Memorias de un gatoHijo de inmigrantes armenios víctimas del genocidio turco, Rupen Berberian no tuvo una vida fácil: soportó el coletazo de la Segunda Guerra Mundial; padeció las primeras manifestaciones de hostilidad entre israelíes y palestinos; reclutado por el ejército francés combatió en la guerra de Argelia. Quizás estas circunstancias lo llevaron a refugiarse en la literatura infantil, como un desesperado intento por alejarse de la barbarie adulta. Quién sabe… 

Lo cierto es que, cuando uno lee Memorias de un gato con semejante sospecha en mente, enseguida descubre cierto despliegue alegórico que nos invita a pensar en las debilidades, miserias, fortalezas y riquezas de la condición humana. De hecho, como muchos cuentos infantiles, éste también desliza reflexiones, enseñanzas que pretenden sensibilzar al pequeño lector respecto de su entorno y de sí mismo.

Tal como sugiere su título, este libro adopta la forma de una autobiografía escrita por un minino. Así el relato en primera persona le da un toque testimonial, confesional al texto. De esta manera, nos sentimos verdaderamente cercanos a los avatares de la experiencia gatuna. Me refiero a la crianza entre humanos, a la eterna enemistad con los perros, a la aparición del amor, a la competencia entre pares, al sinsabor del abandono, a la vida callejera, a la lucha por la supervivencia, al acecho de la muerte.  
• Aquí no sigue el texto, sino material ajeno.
PR #9748, opened 2016-02-18
ADEN-2998 Monobook spotlights

nandy-andy:
We don't have `InstantGlobals` in Monobook and we started serving a JS error on this skin. Changes below fixes those error and also remove spotlights assets from Monobook.

### DIFF
--- a/extensions/wikia/AssetsManager/config.php
+++ b/extensions/wikia/AssetsManager/config.php
@@ -1020,7 +1020,6 @@ $config['monobook_js'] = array(
 		'//resources/wikia/modules/lazyqueue.js',
 		'//extensions/wikia/JSMessages/js/JSMessages.js',
 		'#group_imglzy_js',
-		'#group_spotlights_js',
 		'//resources/wikia/libraries/ghostwriter/gw.min.js',
 		'//skins/shared/scripts/onScroll.js',
 		'//extensions/wikia/VideoHandlers/js/VideoBootstrap.js',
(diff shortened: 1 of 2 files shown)


drets:
LGTM :+1: 

One question: maybe is it better to call `window.Wikia.geo.isProperGeo(window.Wikia.InstantGlobals.wgReviveSpotlightsCountries);` in `try...catch` statement?

nandy-andy:
It will simplify the logic. Let's try it.

jacekjursza:
@nandy-andy, @drets 
http://stackoverflow.com/questions/2631001/javascript-test-for-existence-of-nested-object-key

there might be some issues with try.catch approach:
"I don't think try/catch is a good way to test for existence of an object: try/catch is meant to handle exceptions, not normal conditions such as the test here. I think (typeof foo == "undefined") at each step is better -- and in general, there's probably some refactoring required if you're working with such deeply nested properties. Also, try/catch will cause a break in Firebug (and in any browser where break-on-error is turned on) if an exception is thrown. – Sam Dutton Nov 9 '10 at 12:00" 
- it's old post, but still it would be worth to check how different browser behave

drets:
FYI browser support: https://developer.mozilla.org/en-US/docs/Web/JavaScript/Reference/Statements/try...catch#Browser_compatibility

nandy-andy:
And: https://github.com/Fyrd/caniuse/issues/2102 :) But I've checked it in my Firefox with Firebug when changing `wgReviveSpotlightsCountries` to `wgReviveSpotlightsCountriesss` and it didn't break the page nor Firebug.

We'll definitely refactor it within [ADEN-2828](https://wikia-inc.atlassian.net/browse/ADEN-2828). So, let's merge it and push the fix.

PR #9752, opened 2016-02-18
SUS-208 in wall return all replies at once

sqreek:
Ticket: [SUS-208](https://wikia-inc.atlassian.net/browse/SUS-208)

Changed:
All replies for a thread is loaded by one query.
Remove unnecessery one database call for every thread

//cc @Wikia/sustaining-team


extensions/wikia/Wall/WallMessage.class.php
```diff
@@ -61,6 +61,37 @@ static public function newFromId( $id, $master = false ) {
...
+	static public function newFromIds( $ids ) {
+		wfProfileIn( __METHOD__ );
+
+		$titles = Title::newFromIDs( $ids );
+		$wallMessages = [ ];
+		$correctIds = [ ];
+
+		//double check if all titles are correct
+		foreach ( $titles as $title ) {
+			if ( $title instanceof Title && $title->exists() ) {
```
ghost: Calling `Title::newFromIds()` we expect `$titles` to be an array of `Title`s. Therefore the `instanceof` check is not needed or we should log cases when an item is not a `Title`. I would even go with assertions but it might be too aggressive at the moment. So please, log non-Titles as errors with label `SUS-165` to Kibana.

extensions/wikia/Wall/WallMessage.class.php
```diff
@@ -61,6 +61,37 @@ static public function newFromId( $id, $master = false ) {
...
+				$wallMessages[] = WallMessage::newFromTitle( $title );
+				$correctIds[] = $title->mArticleID;
+			}
+		}
+
+		$retryIds = array_diff( $ids, $correctIds );
+		foreach ( $retryIds as $id ) {
+			$title = Title::newFromId( $id, Title::GAID_FOR_UPDATE );
+			if ( $title instanceof Title && $title->exists() ) {
```
ghost, line 88: https://github.com/Wikia/app/pull/9752/files#r53467909 - the same thing here.

extensions/wikia/Wall/WallMessage.class.php
sqreek: I will leave this place without log, and remove instance of check. In this place we should never have empty title.

extensions/wikia/Wall/WallMessage.class.php
sqreek, line 88: added logging here

extensions/wikia/Wall/WallMessage.class.php
```diff
@@ -61,6 +63,39 @@ static public function newFromId( $id, $master = false ) {
...
+
+		$titles = Title::newFromIDs( $ids );
+		$wallMessages = [ ];
+		$correctIds = [ ];
+
+		//double check if all titles are correct
+		foreach ( $titles as $title ) {
+			if ( $title->exists() ) {
+				$wallMessages[] = WallMessage::newFromTitle( $title );
+				$correctIds[] = $title->mArticleID;
```
idradm: Could you use getter instead of direct access?

extensions/wikia/Wall/WallThread.class.php
```diff
@@ -110,11 +112,11 @@ private function getReplyIdsFromDB( $dbr, $afterId = null ) {
 				$list[] = $oRow->comment_id;
 			} );
 
-		$lastId = end( $list );
-
-		// TODO: add pagination or a limit here because this will return all replies
-		return empty( $lastId ) ? $list :
-			array_merge( $list, $this->getReplyIdsFromDB( $dbr, $lastId ) );
+		if ( count( $list ) < self::FETCHED_REPLIES_LIMIT ) {
```
idradm: Why not short if notation?

ghost:
:+1: LGTM

idradm:
What about some tests?

ghost:
As for tests, I think it makes sense to start small and _very_ simple. It's still pretty hard to say what does the code do and whether it is correct or not. We can provide test coverage for parts we know for sure.

idradm:
LGTM

PR #9754, opened 2016-02-18
Add logging to track down when/where bad avatar values are saved

jsutterfield:


lib/Wikia/src/Service/User/Attributes/UserAttributes.php
```diff
@@ -125,6 +128,20 @@ public function save( $userId ) {
...
 	}
 
+	private function logIfBadAvatarVal( $value, $userId ) {
+
+		if ( $value == "" || preg_match( '/^http/', $value ) ) {
+			return;
+		}
+
+		$e = new \Exception;
+		$this->info( 'USER_ATTRIBUTES saving_bad_avatar_val', [
```
macbre: Please log it as an `error`, so that we can get these automatically reported as Jira issue.

And you can simply replace `trace` entry in the context with `'exception' => new \Exception()`. Monolog formatter will do the job for you and return a backtrace.

macbre:
:+1:

macbre:
Thanks!

PR #14368, opened 2017-12-07
(PLATFORM-2851) Make Nirvana cache private for logged-in users

Grunny:
This makes the default cache behaviour for Nirvana controllers to use
public cache for anon users and private cache for logged-in users,
rather than relying on varying on cookie. This matches the behaviour
elsewhere in MediaWiki. If the controller doesn't need to be private
for logged-in users, it can be overridden by explicitly setting the
cache as public.

The Cache-Control header sent to clients in this case will remain public
so that browser caching works as expected even for logged-in users.

### DIFF
--- a/includes/wikia/nirvana/WikiaResponse.class.php
+++ b/includes/wikia/nirvana/WikiaResponse.class.php
@@ -302,15 +302,21 @@ class WikiaResponse {
 	 *
 	 * @param string $policy caching policy (either private or public)
 	 */
-	public function setCachePolicy($policy) {
-		if ( in_array( $policy, [
+	public function setCachePolicy( $policy ) {
+		if ( !in_array( $policy, [
 				self::CACHE_PRIVATE,
 				self::CACHE_PUBLIC,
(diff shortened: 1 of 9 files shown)


includes/wikia/nirvana/WikiaResponse.class.php
```diff
@@ -304,7 +303,14 @@ public function setHeader( $name, $value, $replace = true ) {
...
 	public function setCachePolicy($policy) {
-		$this->cachingPolicy = $policy === self::CACHE_PRIVATE ? self::CACHE_PRIVATE : self::CACHE_PUBLIC;
+		if ( in_array( $policy, [
+				self::CACHE_PRIVATE,
+				self::CACHE_PUBLIC,
+				self::CACHE_ANON_PUBLIC_USER_PRIVATE,
+			] )
+		) {
+			$this->cachingPolicy = $policy;
+		}
```
themech: what about error handling in case `$policy` is not valid? I would log an error/exception at least.

themech (changes requested):

themech (approved):

PR #14373, opened 2017-12-08
PLATFORM-3302: allow loading WikiFactory variables for non-public wikis

harnash:
ping: @Wikia/core-platform-team @macbre

### DIFF
--- a/extensions/wikia/WikiFactory/Loader/WikiFactoryLoader.php
+++ b/extensions/wikia/WikiFactory/Loader/WikiFactoryLoader.php
@@ -395,7 +395,7 @@ class WikiFactoryLoader {
 		/**
 		 * redirection to another url
 		 */
-		if( $this->mIsWikiaActive == 2 ) {
+		if( $this->mIsWikiaActive == 2 && !$this->mCommandLine ) {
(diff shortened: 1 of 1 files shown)


themech (approved):

extensions/wikia/WikiFactory/Loader/WikiFactoryLoader.php
```diff
@@ -395,7 +395,7 @@ public function execute() {
 		/**
 		 * redirection to another url
 		 */
-		if( $this->mIsWikiaActive == 2 ) {
+		if( $this->mIsWikiaActive == 2 && !$this->mCommandLine ) {
```
themech: I would add a small comment explaining why we need it in command line mode. it may save some WTFs in the future.

themech (changes requested):

extensions/wikia/WikiFactory/Loader/WikiFactoryLoader.php
harnash: I'll add but this is happening in a couple of places in this file so somebody was taking that into account someday... but not this time.

harnash: added in: f46127d8cc0

PR #14379, opened 2017-12-08
use https to load analytics

hakubo:


extensions/wikia/AnalyticsEngine/js/universal_analytics.js
```diff
@@ -39,7 +39,7 @@
 			a.async = 1;
 			a.src = g;
 			m.parentNode.insertBefore(a, m);
-		})(window, document, 'script', '//www.google-analytics.com/analytics.js', 'ga');
+		})(window, document, 'script', 'https//www.google-analytics.com/analytics.js', 'ga');
```
shaedrich, line 42: I guess that won't work because there might miss a colon after `https` and before `//`.

PR #14382, opened 2017-12-11
XW-4284 | featured video migration script

latata:
@Wikia/x-wing

### DIFF
--- a/maintenance/wikia/jwplayermigration/migrateWikiFactoryVariableToService.php
+++ b/maintenance/wikia/jwplayermigration/migrateWikiFactoryVariableToService.php
@@ -1,0 +1,112 @@
+<?php
+
+/**
+ * Add JWPlayer mediaId to wgFeaturedVideo
+ *
+ */
+require_once( dirname( __FILE__ ) . '/../../Maintenance.php' );
+
+class MigrateOoyalaVideos extends Maintenance {
+
+	protected $dryRun = true;
+
+	protected $map = [];
+
+	// pass access token
+	const ACCESS_TOKEN = '';
+
+	public function __construct() {
+		parent::__construct();
+		$this->mDescription = "Migrate videos";
+		$this->addOption( 'dry-run', 'Dry run mode', false, false, 'd' );
+
+		$videos = array_map( 'str_getcsv', file( 'output.csv' ) );
+		$map = [];
+
+		foreach ( $videos as $video ) {
+			$map[$video[1]] = $video[0];
+		}
+
+		$this->map = $map;
+	}
+
+
+	public function execute() {
+		$this->dryRun = $this->hasOption( 'dry-run' );
+		$this->output( "Start \n" );
+
+		$this->doUpdate( 1689, 'wgArticleVideoFeaturedVideos' );
+		$this->doUpdate( 1749, 'wgArticleVideoFeaturedVideos2' );
+	}
+
+	private function toDevURL($url) {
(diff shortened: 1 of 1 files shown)


maintenance/wikia/jwplayermigration/migrateWikiFactoryVariableToService.php
```diff
@@ -0,0 +1,112 @@
...
+		$data = [
+			'url' => $url,
+			'media_id' => $mediaId,
+		];
+		$options = [
+			'postData' => json_encode( $data ),
+			'headers' => [
+				'Content-Type' => 'application/json',
+				'Accept' => 'application/json',
+				'X-Wikia-AccessToken' => self::ACCESS_TOKEN,
```
rybmat, line 58: if you'd like I can easily create internal endpoint for creating mapping in the service so there is no need to use access token

maintenance/wikia/jwplayermigration/migrateWikiFactoryVariableToService.php
```diff
@@ -0,0 +1,112 @@
...
+			],
+			'returnInstance' => true,
+		];
+
+		$endpointUrl = 'https://services.wikia.com/article-video/mappings';
```
rybmat, line 63: I'm going to create swagger autogenerated api client for this service. If we are going to migrate data once and forget about this script then this way is ok, however if we'd like to merge this script to dev I'd like to use the swagger client here instead of hardcoded urls

maintenance/wikia/jwplayermigration/migrateWikiFactoryVariableToService.php
```diff
@@ -0,0 +1,112 @@
...
+	private function doUpdate( $varId, $varName ) {
+		global $wgDevelEnvironment;
+		// Get all wikis with var set
+		$wikisWithVar = ( WikiFactory::getListOfWikisWithVar( $varId, 'array', '!=', [] ) );
+
+		$this->output( 'Found ' . count( $wikisWithVar ) . "wikis with " . $varName . " config\n" );
+
+
+		// Iterate over all wikis that have the var set
+		foreach ( $wikisWithVar as $wikiId => $wiki ) {
```
rybmat, line 81: I know this way is easier now since it is copy-paste, but in the future can we just run maintenance script like that: https://wikia-inc.atlassian.net/wiki/spaces/ONE/pages/35724059/Engineering+Onboarding+How+to+run+maintenance+script
which by default iterates on each wiki, so the only thing that we'd need to do in this script would be checking if wiki has FV variable and migrate if yes

maintenance/wikia/jwplayermigration/migrateWikiFactoryVariableToService.php
```diff
@@ -0,0 +1,112 @@
...
+				$this->output( 'Url: ' . $url . "\n" );
+				if ( !empty( $config['mediaId'] ) ) {
+					$this->output( 'MediaId: ' . $config['mediaId'] . "\n" );
+					$result = $this->addMapping( $url, $config['mediaId'] );
+					$status = $result->getStatus();
+					if ( $status === 201 ) {
+						$this->output( 'Mapping has been saved.' . "\n"  );
+					} else {
+						$this->output( 'ERROR ' . $status . '. Mapping has not been saved.' . "\n" );
+						$this->output( $result->getContent() . "\n"  );
```
rybmat: how about logging status code here?

rybmat (approved):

Escudado en un anonimato voluntario, el autor ficticio de estas memorias nos revela los secretos del submundo urbano y felino. Así podemos recorrer los rincones más frecuentados por estos nómades misteriosos y noctámbulos, y conocer a distintas personalidades (los gatos filosóficos, por ejemplo).

Por su parte, el autor real hace gala de una prosa sencilla, amena, como debe ser tratándose de una publicación en principio pensada para niños. Sin embargo, en este caso la redacción simple y fluida no es sinónimo de chatura, de limitación, de ñoñería, de subestimación.

Al contrario, Memorias de un gato es una obra que seduce, cautiva, conmueve. Propuesta ideal para quienes sienten debilidad por los felinos domésticos y para quienes, de tanto en tanto, desean regresar a la infancia que todos -o casi todos- llevamos dentro.